Inflation rose in February but was in line with expectations, providing an important clue into whether the Federal Reserve will continue to raise interest rates.

The consumer price index increased 0.4% for the month, putting the annual inflation rate at 6%, the Labor Department reported Tuesday. Both readings were exactly in line with Dow Jones estimates.

US CPI Chart (Source: tradingeconomics.com)
US CPI Chart (Source: tradingeconomics.com)

Core CPI increased 0.5% in February and 5.5% on a 12-month basis, excluding volatile food and energy prices, . The monthly reading was slightly ahead of the 0.4% estimate, but the year over year level was in line.

 

The price of food rose 0.4% and 9.5% respectively. Meat, poultry, fish and egg prices decreased 0.1% for the month, the first drop in that index in over two years.

A drop in energy costs added to the conditions required for the tame headline CPI reading. The sector fell 0.6% for the month, bringing the year-over-year increase down to 5.2%. A 7.9% decline in fuel oil prices was the biggest mover for energy.

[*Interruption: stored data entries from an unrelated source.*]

PR #10086, opened 2024-07-12
A new test for migration of RWO to RWOP pvc 

ypersky1980:
This test implements the following flow: 

1) Creating a RWO PVC for RWD/CephFS pvcs 
2) Implementing migration prodecure ( https://kubernetes.io/docs/tasks/administer-cluster/change-pv-access-mode-readwriteoncepod/#migrating-existing-persistentvolumes ) 
3) After PVC mode is changed from RWO to RWOP - verifying that after the first pod is attached , the second pod with the same priority is not attached to the PVC and is in status Pending.


ypersky1980:
This PR contains already merged content.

Shelter costs rose 0.8%, bringing the annual gain up to 8.1%. Fed officials largely expect housing and related costs such as rent to slow over the course of the year.

Used vehicle prices, a key component when inflation first began surging in 2021, fell 2.8% in February and are now down 13.6% on a 12-month basis. Apparel rose 0.8% while medical care services costs decreased 0.7% for the month.

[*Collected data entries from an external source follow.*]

PR #10095, opened 2024-07-14
Deploy ODF4.17 via UI

OdedViner:


ebondare (approved):

DanielOsypenko (approved):

ocs_ci/ocs/ui/views.py
```diff
@@ -1858,6 +1858,55 @@
...
+        "login": {**login, **login_4_11, **login_4_14},
+        "page": {**page_nav, **page_nav_4_10, **page_nav_4_14},
+        "generic": generic_locators,
+        "add_capacity": {**add_capacity, **add_capacity_4_11, **add_capacity_4_12},
+        "deployment": {
+            **deployment,
+            **deployment_4_7,
+            **deployment_4_9,
+            **deployment_4_10,
+            **deployment_4_11,
```
petr-balogh, line 1871: Can we think of some other solution to avoid using such old versions in our code base?

Not needed for this PR but I think we should change the logic here of locators, to be able to merge some of previous and just do copy whole 4.17 from 4.16 and just update some specific values for 4.17 which are required.

petr-balogh (approved):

Heading into the release, markets had widely expected the Fed to approve another 0.25 percentage point increase to its benchmark federal funds rate. That probability increased following the CPI report, with traders now pricing in about an 85% chance that the Fed will increase the rate by a quarter point.

However, banking sector turmoil in recent days has kindled speculation that the central bank could signal that it soon will halt the rate hikes.

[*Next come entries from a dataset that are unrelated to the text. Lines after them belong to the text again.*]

PR #10117, opened 2024-07-16
[4.17] Test STS support for MCG clients

mashetty330:


ocs_ci/ocs/bucket_utils.py
```diff
@@ -2739,3 +2794,89 @@ def map_objects_to_owners(mcg_obj, bucket_name, prefix=""):
...
+    signed_request_creds=None,
+):
+    """
+    Aws s3 assume role of an User
+
+    Args:
+        role_name (str): Role name of a role attached to the assumed user
+        access_key_id_assumed_user (str): Access key id of the assumed user
+        mcg_obj (MCG): MCG object
+        signed_request_creds (dict): a dictionary containing AWS S3 creds for a signed request
```
PrasadDesala, line 2814: add an empty line after args

ocs_ci/ocs/bucket_utils.py
```diff
@@ -2739,3 +2794,89 @@ def map_objects_to_owners(mcg_obj, bucket_name, prefix=""):
...
+
+def s3_create_bucket(s3_obj, bucket_name, s3_client=None):
+    """
+    AWS s3 create bucket
+
+    Args:
+        s3_obj (MCG): MCG object
+        bucket_name (str): Name of the bucket
+        s3_client (S3.Client): Any S3 client resource
+
```
PrasadDesala, line 2840: doc string for return is missing

ocs_ci/ocs/bucket_utils.py
```diff
@@ -2739,3 +2794,89 @@ def map_objects_to_owners(mcg_obj, bucket_name, prefix=""):
...
+    """
+    if s3_client:
+        return s3_client.create_bucket(Bucket=bucket_name)
```
PrasadDesala, line 2843: according to this code, s3_obj is a mandatory arg and the bucket can be created with it. If that is case, why do you need s3_client?

ocs_ci/ocs/bucket_utils.py
```diff
@@ -2739,3 +2794,89 @@ def map_objects_to_owners(mcg_obj, bucket_name, prefix=""):
...
+
+def s3_delete_bucket(s3_obj, bucket_name, s3_client=None):
+    """
+    AWS s3 delete bucket
+
+    Args:
+        s3_obj (MCG): MCG object
+        bucket_name (str): Name of the bucket
+        s3_client (S3.Client): Any s3 client resource
+
```
PrasadDesala, line 2856: doc string for return is missing

ocs_ci/ocs/bucket_utils.py
```diff
@@ -2739,3 +2794,89 @@ def map_objects_to_owners(mcg_obj, bucket_name, prefix=""):
...
+    """
+    if s3_client:
+        return s3_client.delete_bucket(Bucket=bucket_name)
```
PrasadDesala, line 2859: same as my above comment

ocs_ci/ocs/bucket_utils.py
```diff
@@ -2739,3 +2794,89 @@ def map_objects_to_owners(mcg_obj, bucket_name, prefix=""):
...
+def s3_list_buckets(s3_obj, s3_client=None):
+    """
+    AWS S3 list buckets
+
+    Args:
+        s3_obj (MCG): MCG object
+        s3_client (S3.Client): Any s3 client resource
+
+    Returns:
+        List of buckets
```
PrasadDesala, line 2873:
```suggestion
        list: List of buckets
```

ocs_ci/ocs/resources/bucket_policy.py
```diff
@@ -128,6 +133,16 @@ def __init__(
             aws_secret_access_key=self.access_key,
         )
 
+    def delete_account(self):
+        """
+        Delete the noobaa account
+
```
PrasadDesala, line 139: doc string for return is missing

tests/conftest.py
```diff
@@ -7350,6 +7350,115 @@ def finalizer():
...
+            f"Adding following new env vars to the noobaa-core sts: {added_env_vars}"
+        )
+        dep_obj.patch(
+            resource_name=constants.NOOBAA_ENDPOINT_DEPLOYMENT,
+            params=json.dumps(patch_ops),
+            format_type="json",
+        )
+
+        # # Reset the noobaa-core pod to apply the changes
+        # mcg_obj_session.reset_core_pod()
```
PrasadDesala, line 7419: you need this commented lines?

tests/functional/object/mcg/test_sts_client.py
```diff
@@ -0,0 +1,264 @@
...
+            logger.info(f"Deleting bucket {bucket.get('bucket')}")
+            s3_delete_bucket(
+                bucket.get("mcg"), bucket.get("bucket"), bucket.get("s3client")
+            )
+            logger.info(f"Deleted the bucket {bucket}")
+
+    request.addfinalizer(finalizer)
+    return factory
+
+
```
PrasadDesala, line 133: can this be run on any platforms or it is specific to only aws?

tests/functional/object/mcg/test_sts_client.py
```diff
@@ -0,0 +1,264 @@
...
+        add_env_vars_to_noobaa_endpoint_class(
+            [(constants.STS_DEFAULT_SESSION_TOKEN_EXPIRY_MS, 600000)]
+        )
+        logger.info("Changed the sts token expiration time to 10 minutes")
+
+        # hardcoded wait for 5 minute. test fails because noobaa takes time
+        # stabilise after pod restarts even though all pods are running
+        logger.info("Wait for 5 minute after patch operation")
+        time.sleep(300)
```
PrasadDesala, line 172: can we replace the hardcoded sleep time with polling the status of the resources or some other way?

tests/conftest.py
```diff
@@ -7350,6 +7350,115 @@ def finalizer():
...
+
+            # Patch the noobaa-core sts to remove the env var
+            dep_obj.patch(
+                resource_name=constants.NOOBAA_ENDPOINT_DEPLOYMENT,
+                params=json.dumps([remove_env_var_op]),
+                format_type="json",
+            )
+
+        # Reset the noobaa-core pod to apply the changes
+        # mcg_obj_session.reset_core_pod()
```
PrasadDesala, line 7456: you need this commented lines?

PrasadDesala, line 7456: Do you need this commented lines?

ocs_ci/utility/retry.py
```diff
@@ -74,3 +74,55 @@ def wrapper(*args, **kwargs):
         return wrapper
 
     return decorator
+
+
+def retry_until_exception(
```
PrasadDesala, line 79: Instead of creating a separate function can we handle this in the existing retry function? One way is to add a new arg until_exception defaulting to False and return True only if until_exception.
I am not sure if it can cause any regression to the existing function but it is something that we can try as it reduces the code redundancy.

tests/functional/object/mcg/test_sts_client.py
mashetty330: can run on any platform. Not platform specific.

ocs_ci/ocs/bucket_utils.py
```diff
@@ -88,6 +88,61 @@ def craft_s3_command(cmd, mcg_obj=None, api=False, signed_request_creds=None):
...
+        if mcg_obj.region:
+            region = f"AWS_DEFAULT_REGION={mcg_obj.region} "
+        else:
+            region = ""
+        base_command = (
+            f'sh -c "AWS_CA_BUNDLE={constants.SERVICE_CA_CRT_AWSCLI_PATH} '
+            f"AWS_ACCESS_KEY_ID={mcg_obj.access_key_id} "
+            f"AWS_SECRET_ACCESS_KEY={mcg_obj.access_key} "
+            f"{region}"
+            f"aws sts "
```
udaysk23, line 121: The only difference I can see in `craft_sts_command` and `craft_s3_command` is string `sts`. Can we pass `sts` string to `craft_s3_command` wherever needed

mashetty330: it wouldnt be s3 command if its sts. sts is completely different and would have sts specific parameters if we were to extend the functions

ocs_ci/ocs/bucket_utils.py
mashetty330: s3_obj consists of admin credentials. but if any function call passes s3_client (optional) parameter then we use that s3_client instead of s3_obj. s3_client will have credentials for any customer s3 user

ocs_ci/ocs/bucket_utils.py
mashetty330: added my reply in the previous comment

ocs_ci/utility/retry.py
mashetty330: Retry serves purpose of "retry until we dont see the given exception" and retry until exception is we want to retry until the exception is occured. Its two different purpose and managing it in single function doesnt sound good to me even though it reduces the number of lines of code.

tests/functional/object/mcg/test_sts_client.py
```diff
@@ -0,0 +1,258 @@
...
+
+        """
+        try:
+            mcg_obj_session.remove_sts_role(email)
+        except CommandFailed as e:
+            if "No such account email" not in e.args[0]:
+                raise
+
+    request.addfinalizer(teardown)
+    return factory
```
sagihirshfeld, line 59: Please relocate to `ocs-ci/tests/conftest.py` for future reuse

tests/functional/object/mcg/test_sts_client.py
```diff
@@ -0,0 +1,258 @@
...
+        logger.info(f"Assigned the assume role policy to the user {user_2}")
+
+        # noobaa admin assumes the above role
+        creds_generated = sts_assume_role(
+            awscli_pod_session,
+            role_name,
+            nb_user_access_key_id,
+            signed_request_creds=signed_request_creds,
+        )
+        mcg_obj_session.create_s3client_assumed_role(creds_generated)
```
sagihirshfeld, line 213: Please consider merging the logic of `create_s3client_assumed_role` into `sts_assume_role` to it just returns the s3 client. You can then pass that client instead of `mcg_obj_session.assumed_s3_client` for the rest of the test.

This would simplify the flow a bit, but more importantly it untangles the use of assumed roles from the MCG class. For example, you could let an unprivileged account assume the noobaa-admin's role to elevate access instead.

tests/functional/object/mcg/test_sts_client.py
```diff
@@ -0,0 +1,258 @@
...
+        try:
+            new_bucket(bucket_2, mcg_obj_session.assumed_s3_client)
+            assert (
+                False
+            ), "Bucket was created even though assumed role user doesnt have ability to create new bucket"
+        except Exception as err:
+            if "AccessDenied" not in err.args[0]:
+                raise
+            logger.info("Bucket creation failed as expected")
+        logger.info(s3_list_buckets(mcg_obj_session, mcg_obj_session.assumed_s3_client))
```
sagihirshfeld, line 227: Is this log a leftover from development? If not, please add content to the log that would clarify why we're listing the buckets when new no buckets were supposed to get created

tests/functional/object/mcg/test_sts_client.py
```diff
@@ -0,0 +1,258 @@
...
+        # change sts token expire time to 10 minute
+        add_env_vars_to_noobaa_core_class(
+            [(constants.STS_DEFAULT_SESSION_TOKEN_EXPIRY_MS, 600000)]
+        )
+        logger.info("Changed the sts token expiration time to 10 minutes")
+
+        add_env_vars_to_noobaa_endpoint_class(
+            [(constants.STS_DEFAULT_SESSION_TOKEN_EXPIRY_MS, 600000)]
+        )
+        logger.info("Changed the sts token expiration time to 10 minutes")
```
sagihirshfeld, line 166: Why do we need this step? At the final step of the test where we're waiting for the role-assumption to no longer work, it looks like we're expecting that because we removed the role, and not because the token expired

mashetty330: @sagihirshfeld once you remove the role config from a user.. it no longer allows new role assumption. But the old token would still be valid until the expiration is reached

sagihirshfeld: Ohhh ok thanks for the clarification 👍

PrasadDesala (approved):

sagihirshfeld (approved):

keesturam (approved):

On Tuesday morning, the markets were pricing a peak rate of about 4.92%, which would mean the upcoming increase would be the last.

Given the CPI numbers and the Silicon Valley Bank bailout by the Fed, market sentiment has shifted dramatically.

However, the collapse of Silicon Valley Bank and Signature Bank over the past several days paved the way for a more restrained view for monetary policy.